- INSTRUCTIONS FOR THE TASK:
Which of the lines below contain the string "extension"? Copy each one.

- SUPPLIED RECORDS:
PR #47, opened 2021-01-31
Add notes on using manual memory management with GC

dcodeIO:
As suggested by Max, this adds a few more details on using manual memory management in parallel to GC.


MaxGraey (approved):
LGTM

PR #89, opened 2021-07-25
Fix a typo in notice

y-yagi:


dcodeIO:
Oh, something must have gone wrong there. We might have used AssemblyScript on a WASI host to generate this message.

dcodeIO:
Oh, something must have gone wrong there. We might have used AssemblyScript on a WASI host to generate this message. Or we might have attempted to roundtrip the message through WebAssembly using JavaScript. Or the message was generated by C#. Perhaps also Java. Can't really tell. Need to investigate. Seems to be silent data corruption.

dcodeIO:
It will take me a while to find out, these issues are really hard to debug. Might be that our entire language is broken. Going to close this issue to preserve the error for debugging purposes. Thanks for reporting, you might just have found a bug that can break the entire Web Platform!

PR #90, opened 2021-07-26
improve the banner to be more encouraging for people to get involved

trusktr:


torch2424:
I already said this in our core team chat, but just wanted to post here in case anyone comes across this 😄 

I think our best bet here is to take down the notice, and then start from scratch with whatever messaging we want to decide upon. Because it shows that the message is in flux, and less people (Especially people who depend on AssemblyScript already) will see a message "we as a team" don't necessarily agree with it.

Personally, I think we should be stepping back and starting the message from step 1. Let's decide what our goals with a message is, and then probably what would be the best way to communicate that?

But! The message was posted by @dcodeIO , who is the project lead, author, and BDFL of the project: https://github.com/AssemblyScript/core#people . Who technically per the project governance totally can do so, but I just want to throw out there that's my opinion on the best next step 👍🏾 

Thanks!

trusktr:
@torch2424 Here's a PR for that: 

https://github.com/AssemblyScript/website/pull/91

torch2424:
Thank you very much @trusktr I hella appreciate that! 😀🎉

PR #105, opened 2021-10-01
fix usize type description

mathe42:
I think the value in the table is wrong as `isize = usize` seems wrong...


dcodeIO:
This can be confusing, yet there is no `u32` (respectively `u64`) in Wasm. There is just `i32` with different sets of instructions to perform unsigned operations, for example `i32.div_s` vs `i32.div_u`. As such the WebAssembly type backing `usize` and `isize` is in fact the same.

mathe42:
OK LOL

PR #122, opened 2022-01-07
Add as-proto library

piotr-oles:
I made a small library to encode/decode protobuf messages. I wouldn't use it on production, but I guess it's worth sharing with the community :)

https://github.com/piotr-oles/as-proto


piotr-oles:
gentle ping @dcodeIO :)

PR #124, opened 2022-01-26
Update documentation for 0.20

dcodeIO:
Initial documentation updates accompanying https://github.com/AssemblyScript/assemblyscript/pull/2157.

TODO:

- [x] Update asinit to utilize host bindings and reflect the change in documentation
- [x] Check that there's no more `require`
- [x] Update the editor to use the new ESM distribution files
- [x] Revise examples

To preview the updated documentation in a more convenient form:

```sh
git clone --branch esm https://github.com/AssemblyScript/website.git
cd website
npm install
npm start
```

The website will then be served at http://localhost:8080/


src/introduction.md
```diff
@@ -21,20 +20,15 @@ export function fib(n: i32): i32 {
...
-
 ```sh
-asc fib.ts --binaryFile fib.wasm --optimize
+asc fib.ts --out fib.wasm --optimize
 ```
 
-As such, it differs from running dynamically typed JavaScript (just in time) in that it instead [statically compiles](./compiler.md) to a strictly typed WebAssembly binary **ahead of time**, quite similar to what a traditional compiler would do. However, since it is deliberately designed to be very similar to JavaScript, it has the potential to integrate seamlessly with existing Web Platform concepts to produce lean and mean WebAssembly binaries, while also making it almost natural to use for those who are already familiar with writing code for the Web.
+It is very similiar to **TypeScript but with WebAssembly types**, has some constraints due to compiling **strictly typed** code **ahead of time**, but also some additions originating in WebAssembly's feature set. Its close relation to JavaScript makes it a familiar choice for developers who are already used to writing code for the Web, and also has the potential to integrate seamlessly with existing Web Platform concepts to produce lean and mean WebAssembly modules.
```
romdotdog: It may be worth noting that AssemblyScript can't compile TypeScript.

src/introduction.md
```diff
@@ -46,22 +40,53 @@ For comparison, the following C code is roughly equivalent:
...
-## Setting realistic expectations
+Both perspectives can be mixed depending on whether raw performance with WebAssembly instructions or idiomatic concepts with the managed standard library are desirable to accomplish an individual task.
+
+## Frequently asked questions
+
+::: tip Does AssemblyScript involve an interpreter, or a "VM in a VM"?
+No, AssemblyScript compiles to WebAssembly bytecode directly, statically, ahead-of-time.
+:::
+
+::: tip What are the differences between AssemblyScript and Typescript?
```
romdotdog:
```suggestion
::: tip What are the differences between AssemblyScript and TypeScript?
```

src/introduction.md
```diff
@@ -46,22 +40,53 @@ For comparison, the following C code is roughly equivalent:
...
+:::
 
-[Strictly typed](./basics.md#strictness) AssemblyScript differs a bit from idiomatic TypeScript, which even though typed, attempts to describe all the dynamic features of JavaScript, many of which cannot be efficiently compiled ahead of time. Not a blocker, but takes a bit to get used to.
+::: tip Can AssemblyScript be used outside of the browser?
+Absolutely! AssemblyScript modules are self-contained and run anywhere where WebAssembly is supported.
+:::
 
-Also, we are patiently waiting for [future WebAssembly features](./status.md) (marked as 🦄 throughout the documentation) to become available for us to use. In particular, we are looking forward to proposals that promise to improve WebAssembly's integration with the Web Platform, e.g. to more naturally and efficiently share strings, arrays and objects with JavaScript.
+::: tip Why the strange name?
+AssemblyScript is to Assembly as JavaScript is to Java. Gotta stick to the theme.
```
romdotdog:
```suggestion
AssemblyScript is to WebAssembly as JavaScript is to Java. Gotta stick to the theme.
```
Overall, this section was both amusing and confusing. JavaScript, in my opinion, doesn't bear much of a relation to Java, while AssemblyScript bears a relation to (WebAssembly?)

Or is the joke that AssemblyScript is not very related to Assembly in general?

src/getting-started.md
```diff
@@ -0,0 +1,101 @@
...
+Doing so will emit the compiled binaries, bindings and definition files to the `build/` directory.
+
+The generated test case in `tests/index.js` can be executed with:
+
+```sh
+npm test
+```
+
+Once built, the directory contains all the bits to use the module like any other modern Node.js
+module (ESM format), e.g. when it is installed as a dependency of another module:
```
romdotdog: Could be better phrased as
```
Once built, the directory contains all the bits to use the module like any other modern Node.js ESM
module:
```

src/getting-started.md
```diff
@@ -0,0 +1,101 @@
...
+
+## The journey ahead
+
+So far, so good! Now it is time to start editing the project of course, which typically involves:
+
+* Editing and adding source files within the `assembly/` directory and updating the tests in `tests/`.
+
+* Tweaking [compiler options](./compiler.md) in [`asconfig.json`](./compiler.md#asconfig-json) to fit your project's needs.
+
+* Realizing that AssemblyScript is not quite TypeScript and that WebAssembly still has a way to go 🙂
```
romdotdog:
```suggestion
* Realizing that WebAssembly still has a ways to go 🙂
```
I'm not sure that AssemblyScript's goal is to be a 100% TypeScript to WebAssembly compiler. If we make that clear throughout the docs then people wouldn't have the impression that AssemblyScript has TypeScript's paradigms.

src/compiler.md
```diff
@@ -86,28 +54,16 @@ Typical output formats are WebAssembly binary \(.wasm\) and/or text format \(.wa
 --outFile, -o         Specifies the output file. File extension indicates format.
```
romdotdog, line 56: Move `--noEmit` here?

src/compiler.md
```diff
@@ -191,27 +152,348 @@ Other options include those forwarded to Binaryen and various flags useful in ce
...
+Externref       | By reference | Using reference-types.
+**String**      | Copy         |
+**ArrayBuffer** | Copy         |
+**TypedArray**  | Copy         | Any `Int8Array`, `Float64Array` etc.
+**Array**       | Copy         | Any `Array<T>`
+**StaticArray** | Copy         | Any `StaticArray<T>`
+**Object**      | Copy         | If a plain object. That is: Has no constructor or non-public fields.
+**Object**      | By reference | If not a plain object. Passed as an opaque reference counted pointer.
+
+Note the two different strategies used for **Object**: In some situations, say when calling a Web API, it may be preferrable to copy the object as a whole, field by field, which is the strategy chosen for plain objects with no constructor or non-public fields:
```
romdotdog:
```suggestion
Note the two different strategies used for **Object**: In some situations, say when calling a Web API, it may be preferable to copy the object as a whole, field by field, which is the strategy chosen for plain objects with no constructor or non-public fields:
```

src/compiler.md
```diff
@@ -191,27 +152,348 @@ Other options include those forwarded to Binaryen and various flags useful in ce
...
+  return target.field;
+}
+```
+
+Also note that exporting an entire `class` has no effect at the module boundary (yet), and it is instead recommended to expose only the needed functionality as shown in the example above. Supported elements at the boundary are globals, functions and enums.
+
+
+## Debugging
+
+The debugging workflow is similar to debugging JavaScript (it's one engine) and the compiler provides various options to set up additional WebAssembly-specific debug information. Note that any sort of optimization should be disabled in debug builds.
```
romdotdog: The "it's one engine" confused me a bit here.

src/concepts.md
```diff
@@ -0,0 +1,360 @@
...
+  var b = a + 1
+  return b
+}
+```
+
+There are no union types, but a similar effect can be achieved with generics:
+
+```ts
+// 😢
+function foo(a: i32 | string): void {
```
romdotdog, line 39: It is a matter of opinion, but I would insert `// ...` in the function bodies.

src/concepts.md
```diff
@@ -0,0 +1,360 @@
...
+a.set("prop", "hello world")
+
+// 😊
+class A {
+  constructor(public prop: string) {}
+}
+var a = new A("hello world")
+```
+
+And nullability checks are limited to locals to guarantee soundness where TypeScript [would](https://www.typescriptlang.org/play?#code/G4QwTgBAZg9jBcEDOAXMBLAdgcwgHwkwFcAbEiAXggCIRqBuAKEfSggApYYBKCAb0YRkAUxQAxOADlSJdtyZCuAOhLCcKABb0IAeh2EYEYWDAwwjAL7MoRTAGMU6GJhHipMuf0HQ4lQjKYrIA) not [diagnose](https://www.typescriptlang.org/play/index.html#code/MYGwhgzhAEBiD29oG8BQ0PQvAtgUwBcALASwDsBzALiwICdyLoAfaMgVxBGgF43OQAblQBfVKgBm7MsAIl4ZaABN4AZVyFSlABQTENBPACUKdJhITouxADps+YoxNpMr5Wo2PKAURAQ81sbCbph68HaeWhQ2IHiUxILQAPRJWETwnErQeHR08HQANNAARuwE7ngQZADkBGYYYmKS0rLyiirqDlG+-oEGiM710GERXYy8-FzCIkA) a [problem](https://www.typescriptlang.org/play/index.html#code/MYGwhgzhAEBiD29oG8BQ0PQPoXgWwFMAXACwEsA7AcwC5oIiAnSq6AH2goFcQRoBeaACISBXvCEBudJirF6+YuWoAKAJR0Gzau048+aTEegh5jeYNJkIAOhyKr1accxXb9wo9aDuvZy+hzIi5GCkDifwwAX1QY1AAzLgpgIjJ4MIATeABlB2UqFXjEOgR4NRQZDDJ46ELEG1xPfPLDAKL4BryWG1NqUkloAHpB+hJ4HgzoAkZGeEYAGmgAIy4iaCyCCAoAciJK6BiYoA):
```
romdotdog:
```suggestion
And nullability checks are limited to locals to guarantee soundness where TypeScript [would not](https://www.typescriptlang.org/play?#code/G4QwTgBAZg9jBcEDOAXMBLAdgcwgHwkwFcAbEiAXggCIRqBuAKEfSggApYYBKCAb0YRkAUxQAxOADlSJdtyZCuAOhLCcKABb0IAeh2EYEYWDAwwjAL7MoRTAGMU6GJhHipMuf0HQ4lQjKYrIA) [diagnose](https://www.typescriptlang.org/play/index.html#code/MYGwhgzhAEBiD29oG8BQ0PQvAtgUwBcALASwDsBzALiwICdyLoAfaMgVxBGgF43OQAblQBfVKgBm7MsAIl4ZaABN4AZVyFSlABQTENBPACUKdJhITouxADps+YoxNpMr5Wo2PKAURAQ81sbCbph68HaeWhQ2IHiUxILQAPRJWETwnErQeHR08HQANNAARuwE7ngQZADkBGYYYmKS0rLyiirqDlG+-oEGiM710GERXYy8-FzCIkA) [a problem](https://www.typescriptlang.org/play/index.html#code/MYGwhgzhAEBiD29oG8BQ0PQPoXgWwFMAXACwEsA7AcwC5oIiAnSq6AH2goFcQRoBeaACISBXvCEBudJirF6+YuWoAKAJR0Gzau048+aTEegh5jeYNJkIAOhyKr1accxXb9wo9aDuvZy+hzIi5GCkDifwwAX1QY1AAzLgpgIjJ4MIATeABlB2UqFXjEOgR4NRQZDDJ46ELEG1xPfPLDAKL4BryWG1NqUkloAHpB+hJ4HgzoAkZGeEYAGmgAIy4iaCyCCAoAciJK6BiYoA):
```

src/concepts.md
```diff
@@ -0,0 +1,360 @@
...
+
+logInteger(42)
+```
+
+Ambient declarations in an AssemblyScript file will yield a WebAssembly module import, using the internal path of the file, without file extension, as the module name (here: `assembly/env`), and the name of the declared element as the module element (here `logInteger`). In the example above, the import can be fulfilled by providing the following imports object upon instantiation:
+
+```js
+WebAssembly.instantiateStreaming(fetch(...), {
+  "assembly/env": {
+    "logInteger"(i) { console.log("logInteger: " + i) }
```
romdotdog:
```suggestion
    logInteger(i) { console.log("logInteger: " + i) }
```

src/getting-started.md
```diff
@@ -0,0 +1,101 @@
+
+# Getting started
+
+Paving the way to your first AssemblyScript module.
+
+## Setting up a new project
+
+Make sure that a [recent version of Node.js](https://nodejs.org) and its package manager **npm** \(comes with Node.js\) are installed, then switch to a new directory and initialize a new Node.js module as usual:
```
romdotdog:
```suggestion
Make sure that a [recent version of Node.js](https://nodejs.org) and its package manager **npm** \(that comes with Node.js\) are installed, then switch to a new directory and initialize a new Node.js module as usual:
```
Seems a bit more eloquent.

src/getting-started.md
```diff
@@ -0,0 +1,101 @@
...
+  ./package.json
+  Package info containing the necessary commands to compile to WebAssembly.
+
+  ./tests/index.js
+  Stater test to check that the module is functioning.
+
+  ./index.html
+  Starter HTML file that loads the module in a browser.
+```
+
```
romdotdog, line 56: Note here that `asinit` has a few other options that can be listed using `asinit --help`?

src/getting-started.md
```diff
@@ -0,0 +1,101 @@
...
+So far, so good! Now it is time to start editing the project of course, which typically involves:
+
+* Editing and adding source files within the `assembly/` directory and updating the tests in `tests/`.
+
+* Tweaking [compiler options](./compiler.md) in [`asconfig.json`](./compiler.md#asconfig-json) to fit your project's needs.
+
+* Realizing that AssemblyScript is not quite TypeScript and that WebAssembly still has a way to go 🙂
+
+But that's it already for a quick start. Read on to [learn more](/basics.md)!
```
romdotdog: Dead link.

src/getting-started.md
```diff
@@ -0,0 +1,101 @@
...
+
+The generated `index.html` shows how the module can be used on the Web. A web server serving
+the module directory, defaulting to display `index.html`, can be started with:
+
+```sh
+npm start
+```
+
+Note that not all of the files may be required depending on the use case, and it is safe
+to delete what's not needed. If anything goes wrong, `asinit` can be executed again, then
```
romdotdog:
```suggestion
to delete what's not needed. If anything goes wrong, `asinit` can be executed again, which would
```

src/getting-started.md
```diff
@@ -0,0 +1,101 @@
...
+restoring the deleted default files while keeping already edited ones.
```
romdotdog:
```suggestion
restore the deleted default files while keeping already edited ones.
```

src/runtime.md
```diff
@@ -4,160 +4,114 @@ description: Because nobody enjoys being bullied by malloc, free and friends.
...
+  --exportRuntime       Exports the runtime helpers (__new, __collect etc.).
+```
 
-::: tip
-Previous versions of the compiler \(pre 0.7\) did not include any runtime functionality by default but instead required `import`ing an allocator and potentially an experimental tracing collector. This is not supported anymore by recent versions of the compiler.
-:::
+The default `incremental` runtime provides the full package recommended in most use cases. The `minimal` runtime is a stripped down variant (no shadow stack, no heuristic, simpler algorithm, smaller and more efficient) that is not automated and requires calling `__collect` externally at appropriate times (when the execution stack in unwound), whereas the `stub` runtime does not provide a garbage collector at all and never frees (simple bump allocation, extremely small).
```
romdotdog:
```suggestion
The default `incremental` runtime provides the full package recommended in most use cases. The `minimal` runtime is a stripped down variant (no shadow stack, no heuristic, simpler algorithm, smaller and more efficient) that is not automated and requires calling `__collect` externally at appropriate times (when the execution stack is unwound), whereas the `stub` runtime does not provide a garbage collector at all and never frees (simple bump allocation, extremely small).
```
Elaborate on what an unwound execution stack is exactly?

src/runtime.md
```diff
@@ -4,160 +4,114 @@ description: Because nobody enjoys being bullied by malloc, free and friends.
...
+It is typically not necessary to invoke the runtime interface manually since generated bindings take care of all the internals. In environments where bindings are not yet available, however, the runtime interface can be utilized to provide the necessary integration.
 
 * ```ts
   function __new(size: usize, id: u32): usize
   ```
-  Dynamically allocates an object represented by the specified id of at least the given size in bytes and returns its address. Alignment is guaranteed to be 16 bytes to fit up to v128 values naturally. Does not zero memory.
-
-The [loader](./loader.md) provides some additional functionality for convenience, like `__newString`.
+  Allocates a new garbage collected instance of the object represented by the specified class id, of at least the specified size. Returns the pointer to the object, typically pointing at the object's data respectively its first field.
```
romdotdog:
```
typically pointing at the object's data respectively its first field.
```
This doesn't make sense.

src/runtime.md
```diff
@@ -4,160 +4,114 @@ description: Because nobody enjoys being bullied by malloc, free and friends.
...
 
-### Managing lifetimes
+* ```ts
+  function __pin(ptr: usize): usize
+  ```
+  Pins the object pointed to by `ptr` externally so it and its directly reachable members and indirectly reachable objects do not become garbage collected. Note that the same object cannot be pinned more than once.
```
romdotdog: > its directly reachable members and indirectly reachable objects 

To be honest, I have no idea what this means.

src/runtime.md
```diff
@@ -4,160 +4,114 @@ description: Because nobody enjoys being bullied by malloc, free and friends.
...
 
-The concept is simple: If a reference to an object is established, the reference count of the object is increased by 1 \(a reference is retained\), and when a reference to an object is deleted, the reference count of the object is decreased by 1 \(a reference is released\). If the reference count of an object reaches 0, it is considered for collection and its memory ultimately returned to the memory manager for reuse. The relevant interface is:
+  An external object that is not referenced from within WebAssembly must be pinned whenever an allocation might happen in between its allocation and passing it to WebAssembly. If not pinned, the allocation may trigger the garbage collector to step, which would prematurely collect the object and lead to undefined behavior.
```
romdotdog:
```suggestion
  An external object that is not referenced from within WebAssembly must be pinned whenever an allocation might happen in between allocating it and passing it to WebAssembly. If not pinned, the allocation may trigger the garbage collector to step, which would prematurely collect the object and lead to undefined behavior.
```

src/runtime.md
```diff
@@ -4,160 +4,114 @@ description: Because nobody enjoys being bullied by malloc, free and friends.
...
 
-By default, the full and half runtime will automatically try to collect cyclic garbage when memory must be grown. This behavior can be disabled by setting `gc.auto = false` in performance critical code. Likewise, if there is a good opportunity to collect cyclic garbage at a given point in time, like if the application is idle, `gc.collect()` can be called to force a full garbage collection cycle. Protip: If no cyclic structures are used, no garbage must be collected.
+## Memory layout
 
-## Implementation
+Besides partitioning memory into static data (starts at `0`), the stack (starts at `__data_end`) and the heap (starts at `__heap_base`), in this order, any kind of managed object in AssemblyScript utilizes a managed header for the runtime to operate on:
```
romdotdog: The syntax of this sentence took me a while to understand. Rewrite?

src/runtime.md
```diff
@@ -4,160 +4,114 @@ description: Because nobody enjoys being bullied by malloc, free and friends.
...
+| mmInfo   |    -20 | usize | Memory manager info
+| gcInfo   |    -16 | usize | Garbage collector info
+| gcInfo2  |    -12 | usize | Garbage collector info
+| rtId     |     -8 | u32   | Unique id of the concrete class
+| rtSize   |     -4 | u32   | Size of the data following the header
+|          |        |       |
+|          |      0 |       | Payload starts here
 
-Both the TLSF memory manager and the concept of reference counting are a good fit for _predictable performance_ scenarios. Remember: WebAssembly is about exactly that. It is not necessarily the fastest choice in every possible scenario, though.
+References to an object always point at the start of the payload, with the header sitting in the 20 bytes before. Null references are just the value `0`. When working with an AssemblyScript module externally, knowing the memory layout can be helpful to for example obtain an object's class id or size. Invoking `__new` automatically prepends a managed header and registers the object with the GC, using the provided class id for `rtId` and the provided size for `rtSize`.
```
romdotdog:
```suggestion
References to an object always point at the start of the payload, with the header beginning 20 bytes before. Null references are just the value `0`. When working with an AssemblyScript module externally, knowing the memory layout can be helpful to for example obtain an object's class id or size. Invoking `__new` automatically prepends a managed header and registers the object with the GC, using the provided class id for `rtId` and the provided size for `rtSize`.
```

src/runtime.md
```diff
@@ -4,160 +4,114 @@ description: Because nobody enjoys being bullied by malloc, free and friends.
...
 
-It is also likely that our implementations are not as optimized yet as ultimately possible. If you are smarter than us, please let us know of your thoughts and findings.
+### Class layout
 
-## Internals
+Class fields are layed out similar to C structs, sequentially and without packing. Each field is aligned to its type's native alignment, potentially leaving padding in between. If a class has the `@unmanaged` decorator, it effectively only describes a region of memory as if it was a struct, does not utilize a managed header, is not garbage collected, and can be used with `heap.free`. Managed classes with a managed header cannot be manually freed, and managed and unmanaged classes cannot be mixed (e.g. extend from each other).
```
romdotdog:
```suggestion
Class fields are laid out similarly to C structs: sequentially and without packing. Each field is aligned to its type's native alignment, potentially leaving padding in between. If a class has the `@unmanaged` decorator, it effectively only describes a region of memory as if it were a struct that does not utilize a managed header, is not garbage collected, and can be used with `heap.free`. Managed classes with a managed header cannot be manually freed, and managed and unmanaged classes cannot be mixed (e.g. extend from each other).
```
https://www.grammarly.com/blog/conditional-sentences-was-instead-of-were/

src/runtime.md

- RESPONSE FOR THIS EXERCISE:
 --outFile, -o         Specifies the output file. File extension indicates format.
+Ambient declarations in an AssemblyScript file will yield a WebAssembly module import, using the internal path of the file, without file extension, as the module name (here: `assembly/env`), and the name of the declared element as the module element (here `logInteger`). In the example above, the import can be fulfilled by providing the following imports object upon instantiation:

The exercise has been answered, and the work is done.